利害を超えて現代と向き合う――宗教の役割(25) 文・小林正弥(千葉大学大学院教授)

「文明の衝突」とパックス・アメリカーナの終末?

平成の始まりの頃に、平和な世界への期待が高まったのは、米ソ冷戦が終結しつつあったからだ。その楽観論を打ち砕いたのが9.11であり、それに続いたアフガニスタンやイラクにおける「対テロ」世界戦争だった。

その頃に注目されたのが、アメリカの比較政治学者サミュエル・ハンチントンの「文明の衝突」論だ。彼は、当時の楽観論に対して、次の世界的戦争は、西洋文明と他の文明の衝突から始まると予想して、特に西洋文明とイスラーム文明や中国文明との緊張がその原因となりかねないとした。

当時の日本の学界ではこの議論を批判する人が多かったが、私は文明論の観点から、基本的にこの洞察は正しいのではないかと主張していた。今から振り返ってみると、ハンチントンにはまさに先見の明があったのではないだろうか。ブッシュ政権時代に、ネオ・コンと言われた論者たちは「対テロ」世界戦争によって、アメリカ式の民主主義を軍事力で世界に広げようとしたが、その試みは失敗したと言わざるを得ない。

イスラーム世界に反米の風潮が強まりIS(過激派組織「イスラーム国」)が伸長し、フランスでの度重なるテロ事件のように西欧にテロ事件が相次いだ。今では、ISの勢いは衰えたとはいえ、今でも過激派によるイスラーム運動は強力である。

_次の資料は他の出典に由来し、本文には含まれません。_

PR #5391, opened 2024-01-19
Block sending existing campaigns for big senders    if sender domain is not authorized

brezocordero:
## Description

Implements the remaining sending rules regarding sender domain authentication.

If using MSS and is a big sender (>1000 subscribers), existing campaigns with unauthenticated domains will be paused during sending.

This rule will be applied to existing users on February 1st.

## Code review notes

I have added a transient to reduce the number of API calls.
The function `checkAuthorizedEmailAddresses` uses `getVerifiedSenderDomainsIgnoringCache` that resets the transient. I believe this function is used in all the places where we would need to update the verified sender domains but please double check I did not forget anything.

## QA notes

We can't test yet the errors from the API but you can test the check before sending:

Reduce the lower_limit and upper_limit so that your subscribers number > upper_limit
Activate a post notification that sends immediately and that uses a verified domain as sender address.
Remove the verified domain from the shop (make sure the address is still authenticated)
Publish a post
Check that the post notification history is not sent and it is paused.

## Linked PRs

_N/A_

## Linked tickets

[MAILPOET-5832]

## After-merge notes

_N/A_

## Tasks

[MAILPOET-5832]: https://mailpoet.atlassian.net/browse/MAILPOET-5832?atlOrigin=eyJpIjoiNWRkNTljNzYxNjVmNDY3MDlhMDU5Y2ZhYzA5YTRkZjUiLCJwIjoiZ2l0aHViLWNvbS1KU1cifQ

### DIFF
--- a/mailpoet/lib/Cron/Workers/SendingQueue/SendingErrorHandler.php
+++ b/mailpoet/lib/Cron/Workers/SendingQueue/SendingErrorHandler.php
@@ -4,6 +4,7 @@ namespace MailPoet\Cron\Workers\SendingQueue;
 
 use MailPoet\Entities\ScheduledTaskEntity;
 use MailPoet\Entities\SendingQueueEntity;
+use MailPoet\Logging\LoggerFactory;
 use MailPoet\Mailer\MailerError;
 use MailPoet\Mailer\MailerLog;
 use MailPoet\Newsletter\Sending\ScheduledTaskSubscribersRepository;
@@ -19,14 +20,19 @@ class SendingErrorHandler {
   /** @var SendingQueuesRepository */
   private $sendingQueuesRepository;
 
+  /** @var LoggerFactory */
+  private $loggerFactory;
+
   public function __construct(
     ScheduledTaskSubscribersRepository $scheduledTaskSubscribersRepository,
     SendingThrottlingHandler $throttlingHandler,
-    SendingQueuesRepository $sendingQueuesRepository
+    SendingQueuesRepository $sendingQueuesRepository,
+    LoggerFactory $loggerFactory
   ) {
     $this->scheduledTaskSubscribersRepository = $scheduledTaskSubscribersRepository;
     $this->throttlingHandler = $throttlingHandler;
     $this->sendingQueuesRepository = $sendingQueuesRepository;
+    $this->loggerFactory = $loggerFactory;
   }
 
   public function processError(
@@ -63,6 +69,14 @@ class SendingErrorHandler {
     $queue = $task->getSendingQueue();
 
     if ($queue instanceof SendingQueueEntity) {
+      if ($error->getOperation() === MailerError::OPERATION_DOMAIN_AUTHORIZATION) {
+        $this->loggerFactory->getLogger(LoggerFactory::TOPIC_NEWSLETTERS)->info(
+          'Paused task in sending queue due to sender domain authorization error',
+          ['task_id' => $task->getId()]
+        );
+        $this->sendingQueuesRepository->pause($queue);
+        return;
+      }
       $this->sendingQueuesRepository->updateCounts($queue);
     }
   }
--- a/mailpoet/lib/Cron/Workers/SendingQueue/SendingQueue.php
+++ b/mailpoet/lib/Cron/Workers/SendingQueue/SendingQueue.php
@@ -308,6 +308,8 @@ class SendingQueue {
       $this->reScheduleBounceTask();
 
       // Check task has not been paused before continue processing
+      // This is needed because the task can be paused in the middle of the batch processing,
+      // for example on API error ERROR_MESSAGE_BULK_EMAIL_FORBIDDEN
       if ($task->getStatus() === ScheduledTaskEntity::STATUS_PAUSED) {
         return;
       }
--- a/mailpoet/lib/Cron/Workers/SendingQueue/SendingQueue.php
+++ b/mailpoet/lib/Cron/Workers/SendingQueue/SendingQueue.php
@@ -307,6 +307,11 @@ class SendingQueue {
       // reschedule bounce task to run sooner, if needed
       $this->reScheduleBounceTask();
 
+      // Check task has not been paused before continue processing
+      if ($task->getStatus() === ScheduledTaskEntity::STATUS_PAUSED) {
+        return;
+      }
+
       if ($newsletter->getStatus() !== NewsletterEntity::STATUS_CORRUPT) {
         $this->processQueue(
           $task,
--- a/mailpoet/lib/Cron/Workers/SendingQueue/SendingQueue.php
+++ b/mailpoet/lib/Cron/Workers/SendingQueue/SendingQueue.php
@@ -20,6 +20,7 @@ use MailPoet\Newsletter\Sending\ScheduledTaskSubscribersRepository;
 use MailPoet\Newsletter\Sending\SendingQueuesRepository;
 use MailPoet\Segments\SegmentsRepository;
 use MailPoet\Segments\SubscribersFinder;
+use MailPoet\Services\AuthorizedEmailsController;
 use MailPoet\Statistics\StatisticsNewslettersRepository;
 use MailPoet\Subscribers\SubscribersRepository;
 use MailPoet\Tasks\Subscribers\BatchIterator;
@@ -87,6 +88,9 @@ class SendingQueue {
   /** @var StatisticsNewslettersRepository */
   private $statisticsNewslettersRepository;
 
+  /** @var AuthorizedEmailsController */
+  private $authorizedEmailsController;
+
   public function __construct(
     SendingErrorHandler $errorHandler,
     SendingThrottlingHandler $throttlingHandler,
@@ -104,6 +108,7 @@ class SendingQueue {
     SendingQueuesRepository $sendingQueuesRepository,
     EntityManager $entityManager,
     StatisticsNewslettersRepository $statisticsNewslettersRepository,
+    AuthorizedEmailsController $authorizedEmailsController,
     $newsletterTask = false
   ) {
     $this->errorHandler = $errorHandler;
@@ -124,6 +129,7 @@ class SendingQueue {
     $this->sendingQueuesRepository = $sendingQueuesRepository;
     $this->entityManager = $entityManager;
     $this->statisticsNewslettersRepository = $statisticsNewslettersRepository;
+    $this->authorizedEmailsController = $authorizedEmailsController;
   }
 
   public function process($timer = false) {
@@ -205,6 +211,17 @@ class SendingQueue {
       $task->setStatus(ScheduledTaskEntity::STATUS_PAUSED);
       $this->scheduledTasksRepository->flush();
       $this->wp->setTransient(self::EMAIL_WITH_INVALID_SEGMENT_OPTION, $newsletter->getSubject());
+      return;
+    }
+
+    // Pause task if sender domain requirements are not met
+    if (!$this->authorizedEmailsController->isSenderAddressValid($newsletter, 'sending')) {
+      $this->loggerFactory->getLogger(LoggerFactory::TOPIC_NEWSLETTERS)->info(
+        'pause task in sending queue due to sender domain requirements',
+        ['task_id' => $task->getId()]
+      );
+      $task->setStatus(ScheduledTaskEntity::STATUS_PAUSED);
+      $this->scheduledTasksRepository->flush();
       return;
     }
 
--- a/mailpoet/lib/Mailer/Methods/MailPoet.php
+++ b/mailpoet/lib/Mailer/Methods/MailPoet.php
@@ -82,21 +82,28 @@ class MailPoet implements MailerMethod {
   }
 
   public function processSendError($result, $subscriber, $newsletter) {
-    if (!empty($result['code'])) {
-      if ($result['code'] === API::RESPONSE_CODE_KEY_INVALID) {
-        $this->bridge->invalidateMssKey();
-      } elseif (
-        ($result['code'] === API::RESPONSE_CODE_CAN_NOT_SEND
-          && $result['error'] === API::ERROR_MESSAGE_INVALID_FROM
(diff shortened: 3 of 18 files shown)


mailpoet/lib/Services/AuthorizedSenderDomainController.php
```diff
@@ -288,7 +296,11 @@ public function isSmallSender(): bool {
     return $this->subscribers->getSubscribersCount() <= self::LOWER_LIMIT;
   }
 
-  public function isAuthorizedDomainRequiredForNewCampaigns(): bool {
+  public function isBigSender(): bool {
+    return $this->subscribers->getSubscribersCount() > self::UPPER_LIMIT;
+  }
+
+  private function restrictionsApply() {
```
johnolek:
```suggestion
  private function restrictionsApply(): bool {
```

mailpoet/lib/Services/AuthorizedEmailsController.php
```diff
@@ -153,16 +153,16 @@ public function onNewsletterSenderAddressUpdate(NewsletterEntity $newsletter, st
...
-
+  public function isSenderAddressValid(NewsletterEntity $newsletter, string $context = 'activation'): bool {
     if (!in_array($newsletter->getType(), NewsletterEntity::CAMPAIGN_TYPES)) {
       return true;
     }
 
-    if (!$this->senderDomainController->isAuthorizedDomainRequiredForNewCampaigns()) {
+    $isAuthorizedDomainRequired = $context === 'activation' ?
+      $this->senderDomainController->isAuthorizedDomainRequiredForNewCampaigns() :
+      $this->senderDomainController->isAuthorizedDomainRequiredForExistingCampaigns();
```
johnolek: Minor style thing, I'm more used to seeing the `?` and `:` of ternaries at the beginning of the lines, and a quick scan through the codebase makes it look like it's much more common.

mailpoet/lib/Cron/Workers/SendingQueue/SendingQueue.php
```diff
@@ -208,6 +214,17 @@ private function processSending(ScheduledTaskEntity $task, int $timer): void {
...
+    // Pause task if sender domain requirements are not met
+    if (!$this->authorizedEmailsController->isSenderAddressValid($newsletter, 'sending')) {
+      $this->loggerFactory->getLogger(LoggerFactory::TOPIC_NEWSLETTERS)->info(
+        'pause task in sending queue due to sender domain requirements',
+        ['task_id' => $task->getId()]
+      );
+      $task->setStatus(ScheduledTaskEntity::STATUS_PAUSED);
+      $this->scheduledTasksRepository->flush();
+      return;
+    }
```
johnolek, line 226: This looks totally fine to me, but I'm curious to know what you think about the placement. We run this check before we start working on batches. Do we ever run into issues where the state changes in between batches and we should pause the sending but don't?

I think this would actually be much more likely to apply to the existing check above looking for deleted/trashed segments, and it's probably not relevant for this code since we're caching results for 24 hours with the transient.

On that note, what does that caching mean for users who have their campaigns paused and then validate their email address? Is there any chance they would have to wait, or can we always rely on [resumeSending](https://github.com/mailpoet/mailpoet/blob/994f46762d141387a06a205b933f5f96557cc887/mailpoet/lib/API/JSON/v1/Mailer.php#L86-L86) to break the cache through [checkAuthorizedEmailAddresses](https://github.com/mailpoet/mailpoet/blob/994f46762d141387a06a205b933f5f96557cc887/mailpoet/lib/Services/AuthorizedEmailsController.php#L125-L125)?

I'm mostly just curious if you think there's an argument for moving checks like these into `enforceSendingAndExecutionLimits` which runs on every batch.

mailpoet/lib/Cron/Workers/SendingQueue/SendingErrorHandler.php
```diff
@@ -63,6 +69,14 @@ private function processSoftError(MailerError $error, ScheduledTaskEntity $task,
     $queue = $task->getSendingQueue();
 
     if ($queue instanceof SendingQueueEntity) {
+      if ($error->getOperation() === MailerError::OPERATION_DOMAIN_AUTHORIZATION) {
+        $this->loggerFactory->getLogger(LoggerFactory::TOPIC_NEWSLETTERS)->info(
+          'Paused task in sending queue due to sender domain authorization error',
+          ['task_id' => $task->getId()]
```
johnolek, line 75: It's probably not even common for people to use multiple sending domains, but for those that do, what do you think about trying to get the actual sender domain or from address in the context? I was thinking it could make debugging easier but I could also see it being redundant if it's clear from other logs or in the UI.

mailpoet/lib/Services/AuthorizedSenderDomainController.php
```diff
@@ -235,9 +244,21 @@ private function returnAllDomains(array $records): array {
     return $domains;
   }
 
+  private function reloadCache() {
+    $this->currentRecords = null;
+    $this->currentRawData = $this->bridge->getRawSenderDomainData();
+    $this->wp->setTransient(self::SENDER_DOMAINS_KEY, $this->currentRawData, 60 * 60 * 24);
+  }
```
johnolek: Extremely minor comment since this looks fine as is.

This method looks slightly inconsistent. It's simply setting `currentRecords` to `null` and doesn't reload them. I think this might be simpler if instead it were called `clearCache`, and you could set `currentRawData` to `null` as well, and also delete the transient.

It would work exactly the same. The only real benefit would be not having to worry about updating the transient time in multiple places, but that could easily be fixed with a class constant... so again, no big deal.

mailpoet/lib/Mailer/Methods/MailPoet.php
```diff
@@ -82,14 +82,20 @@ public function send($newsletter, $subscriber, $extraParams = []): array {
...
+      } elseif (
+        ($result['code'] === API::RESPONSE_CODE_CAN_NOT_SEND
+          && $result['error'] === API::ERROR_MESSAGE_INVALID_FROM
+        )
+        ||
+        ($result['code'] === API::RESPONSE_CODE_PAYLOAD_ERROR
+          && !empty($result['error']) && $result['error'] === API::ERROR_MESSAGE_BULK_EMAIL_FORBIDDEN
+        )
+      ) {
+          $this->authorizedEmailsController->checkAuthorizedEmailAddresses();
```
johnolek, line 96: Looks like the indentation is slightly off here

mailpoet/lib/Mailer/Methods/MailPoet.php
```diff
@@ -82,14 +82,20 @@ public function send($newsletter, $subscriber, $extraParams = []): array {
...
   public function processSendError($result, $subscriber, $newsletter) {
-    if (!empty($result['code']) && $result['code'] === API::RESPONSE_CODE_KEY_INVALID) {
-      $this->bridge->invalidateMssKey();
-    } elseif (
-      !empty($result['code'])
-      && $result['code'] === API::RESPONSE_CODE_CAN_NOT_SEND
-      && $result['error'] === API::ERROR_MESSAGE_INVALID_FROM
-    ) {
-      $this->authorizedEmailsController->checkAuthorizedEmailAddresses();
+    if (!empty($result['code'])) {
```
johnolek: There's something about the formatting of the conditionals that makes this a little hard for me to read. Do you have any guess about if we'll be adding to this in the future? If so (i.e. it might get even more complex) I might personally prefer something more like this (no guarantee that it's functionally the same!):

```php
public function processSendError($result, $subscriber, $newsletter) {
    if (empty($result['code'])) {
        return $this->errorMapper->getErrorForResult($result, $subscriber, $this->sender, $newsletter);
    }

    switch ($result['code']) {
        case API::RESPONSE_CODE_KEY_INVALID:
            $this->bridge->invalidateMssKey();
            break;

        case API::RESPONSE_CODE_CAN_NOT_SEND:
            if ($result['error'] === API::ERROR_MESSAGE_INVALID_FROM) {
                $this->authorizedEmailsController->checkAuthorizedEmailAddresses();
            }
            break;

        case API::RESPONSE_CODE_PAYLOAD_ERROR:
            if (!empty($result['error']) && $result['error'] === API::ERROR_MESSAGE_BULK_EMAIL_FORBIDDEN) {
                $this->authorizedEmailsController->checkAuthorizedEmailAddresses();
            }
            break;
    }

    return $this->errorMapper->getErrorForResult($result, $subscriber, $this->sender, $newsletter);
}
```

johnolek (dismissed):
I left a bunch of comments but none of them seem important, so I'm approving this and letting you decide if anything seems worth changing.

One note I couldn't add as a comment is `getAllSenderDomainsIgnoringCache` doesn't appear to be used anymore so it would be good to remove that method unless we might need it in the future?

I think you could remove the old constants like `DOMAIN_VERIFICATION_STATUS_VALID`, or maybe change the values and use them instead of the ones like `OVERALL_STATUS_VERIFIED`. I don't think the `OVERALL_` distinction matters anymore after these changes but I could be mistaken.

I didn't see anywhere else we would need to reset the transient.

mailpoet/lib/Cron/Workers/SendingQueue/SendingQueue.php
brezocordero: > Do we ever run into issues where the state changes in between batches and we should pause the sending but don't?

I don't think it would be common but it can happen. In that case the API would throw the error and we would pause the task. That's why I added the check for Paused tasks inside of the subscribers loop.
I can add a comment about it.

> On that note, what does that caching mean for users who have their campaigns paused and then validate their email address?

Validating the email address will reset the transient for Sender Domains because it calls `checkAuthorizedEmailAddresses`. 

> I'm mostly just curious if you think there's an argument for moving checks like these into enforceSendingAndExecutionLimits which runs on every batch.

I think it is a good idea and it would have made the work on this ticket much easier. 
I would do it on a separate ticket. We might not need to run all the checks every time `enforceSendingAndExecutionLimits` runs and we would need to be careful with the changes and the performance. This is also a critical part of the application, so taking the time for the refactor and adding tests would be the best.

mailpoet/lib/Cron/Workers/SendingQueue/SendingErrorHandler.php
brezocordero: > I could also see it being redundant if it's clear from other logs or in the UI.

Thanks for the comment. There is another log with the sender domain from the function getDmarcMessage. I would skip it adding it here too, for now, and add it later if we find we need it for debugging.

mailpoet/lib/Services/AuthorizedSenderDomainController.php
brezocordero: I wanted to avoid another API call. 
I am not fully sure when `$this->currentRecords` would need to be set to `null` or even if we still need it.
I didn't have time to look at it in detail but I can open a Janitorial ticket to do some cleanup here.

mailpoet/lib/Mailer/Methods/MailPoet.php
brezocordero: Thanks! The linter missed this but you have the eye.

mailpoet/lib/Mailer/Methods/MailPoet.php
brezocordero: Thanks for the suggestion. I will use the `switch`.

mailpoet/lib/Services/AuthorizedEmailsController.php
brezocordero: I can change this :)

mailpoet/lib/Mailer/Methods/MailPoet.php
brezocordero: Done in https://github.com/mailpoet/mailpoet/pull/5391/commits/0882a36c7bebb612b77833979953aa094038eebd

mailpoet/lib/Mailer/Methods/MailPoet.php
brezocordero: I used the `switch` instead

mailpoet/lib/Services/AuthorizedSenderDomainController.php
brezocordero: I added some cleanup to the ticket to remove the enforcement date, including checking `$this->currentRecords` and the function `reloadCache`

mailpoet/lib/Cron/Workers/SendingQueue/SendingQueue.php
brezocordero: I added a comment when checking if the task has been paused when processing a batch in https://github.com/mailpoet/mailpoet/pull/5391/commits/c071b7f9b6c26a91b2905be6a42cfe58b7e39442

To move the checks to `enforceSendingAndExecutionLimits`, could you please create a maintenance ticket?

mailpoet/lib/Services/AuthorizedEmailsController.php
brezocordero: Done in https://github.com/mailpoet/mailpoet/pull/5391/commits/a16a6e9d7dfbc28a890cee42d220c9a71f75765d

mailpoet/lib/Services/AuthorizedSenderDomainController.php
brezocordero: Done in https://github.com/mailpoet/mailpoet/pull/5391/commits/40f5c52c637c78f71fd013ce58b35c3378e21069

brezocordero:
@johnolek Thanks for the review.

I addressed all the comments here or added them to a ticket.

> One note I couldn't add as a comment is getAllSenderDomainsIgnoringCache doesn't appear to be used anymore so it would be good to remove that method unless we might need it in the future?

I removed it on https://github.com/mailpoet/mailpoet/pull/5391/commits/6ac8e2b6fcfffe2b6ba48407dc8dfcb6da306487

Aschepikov (approved):
GJ!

アメリカはイラク戦争で失敗し、民主党・オバマ政権で方向転換を図ったが、次には共和党・トランプ政権が成立し、「アメリカ第一主義」を唱えて、それまでの国際的な役割を投げ捨て始めた。これを見ると、アメリカの世界的覇権によるパックス・アメリカーナ(アメリカによる平和)が9.11から動揺し始め、トランプ政権によって終焉を迎えつつあるのではないだろうか。